MCCTC Machine Team Revs Its Engines for Year-End Project

CANFIELD, Ohio — Joe Sander loosened the grip of the mini-sized steering wheel, thrusting his hands straight up in the air.

The short straightway to a makeshift finish line behind the Mahoning County Career and Technical Center provided just enough time for the school’s auto collision repair instructor to celebrate the victory at Friday’s MCCTC Machine Team five-lap, go-kart race.

Nineteen people surrounded the lime green motorized vehicle inches off the ground near the end of the race, which attracted about 100 people from around the school. The group vaulted a metallic piston cup trophy to signify the team’s win, a fitting conclusion for an end-of-the-school year project in the making since fall of 2020.

The race featured four vehicles maneuvering around the outlined 0.42-mile course.
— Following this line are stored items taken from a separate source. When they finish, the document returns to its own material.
PR #5781, opened 2026-07-14
fix(parser): parse count-form "would draw N or more cards" draw replacements (CR 121.2a)

### LINKED ISSUE #5678: Alms Collector: 'would draw two or more cards' antecedent never parses to a Draw replacement (CR 121.2a instruction-count gap)
## Summary

**Alms Collector never becomes a `ReplacementEvent::Draw` definition.** Its antecedent is a count-form "would draw **two or more** cards", and the parser's draw-replacement branch only matches `"would draw a card"` and `"would draw one or more cards"`.

Oracle text, verified from the pool (`data/card-data.json`, not recalled):

> Flash
> If an opponent would draw two or more cards, instead you and that player each draw a card.

This is a textbook CR 121.2a instruction-count replacement: it modifies the draw **instruction** before any individual card draw happens ("See rule 616.1g"). It should lower to a `Draw` replacement with `draw_scope: InstructionCount`.

## Where

`crates/engine/src/parser/oracle_replacement.rs`, the draw-replacement branch of `parse_replacement_line_inner`. The `alt()` that recognises the antecedent:

```rust
alt((
    value(DrawReplacementScope::IndividualDraw,   tag("would draw a card")),
    value(DrawReplacementScope::InstructionCount, tag("would draw one or more cards")),
))
```

There is no arm for `"would draw two or more cards"`, so `mentions_draw` is false and the line never produces a replacement at all.

## Class size (measured, not estimated)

A plethora of twists and turns challenged the stability and handling of each vehicle, which was constructed by students over course of the school year. One vehicle stalled prior to the starting line and did not participate in the race.
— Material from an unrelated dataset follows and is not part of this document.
PR #6252, opened 2026-07-21
feat(ai-commander): add --games-file batch mode with panic isolation and stack-size fix

mcbradd:
## Summary

pod-lab's simulation-acceleration plan (Tier 1) spawns `ai-commander` as a fresh OS process per game — measured at ~1000 games/run, each re-parsing the ~97MB card database (~1.8s/game measured setup cost, real but secondary to per-game gameplay-phase contention which is out of scope for this PR). `--games-file <path>` lets one process play a list of `seed,difficulty` games in a loop against the same already-loaded card database and feed, amortizing that load cost across the whole batch.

“We were quick off the start,” Sander said. “Speed isn’t everything. We were quick off the start and quick off the turns, which of course helped us pull ahead.”

MCCTC faculty and students hoist a metallic piston cup trophy after the race.

School math instructor Dustin Cramer utilized his knowledge by fine-tuning the gearing and four symmetrical tires to adjust for the curvy course, Sander said.

The math elements, physics, acceleration, top speeds, gear ratios came into play during Friday’s race with the winning vehicle clocked at around 30 miles per hour and completing one lap of the course in a minute and 15 seconds.

“I think what you saw there was math at it’s finest,” Cramer said. “That’s what I tried to explain to the kids.”

The ratio between the rotational speeds of the two meshing gears of the vehicle impacted the vehicle’s performance. Having a lower gear ratio gave the vehicle more torque. This course, which was designed by one of Sander’s crew, accommodated a car with faster acceleration and could endure more turns.

“That’s kind of what the math said it would be, and that’s what we saw,” Cramer said.

Junior Tristen Hutchko was the course’s architect. He said he didn’t want any straightaways. The student body voted on whose design would be used.

“Our car was agile and very quick off the start,” he said. “I tried to make sure there were a bunch of turns and no straightaways.”

A lot of rebuilding and work went into this vehicle, says Junior Mason Colwell. Lower gearing on the kart provided the quick entrance and exits out of the turns around the winding course.

“It held its own all the way through,” he says.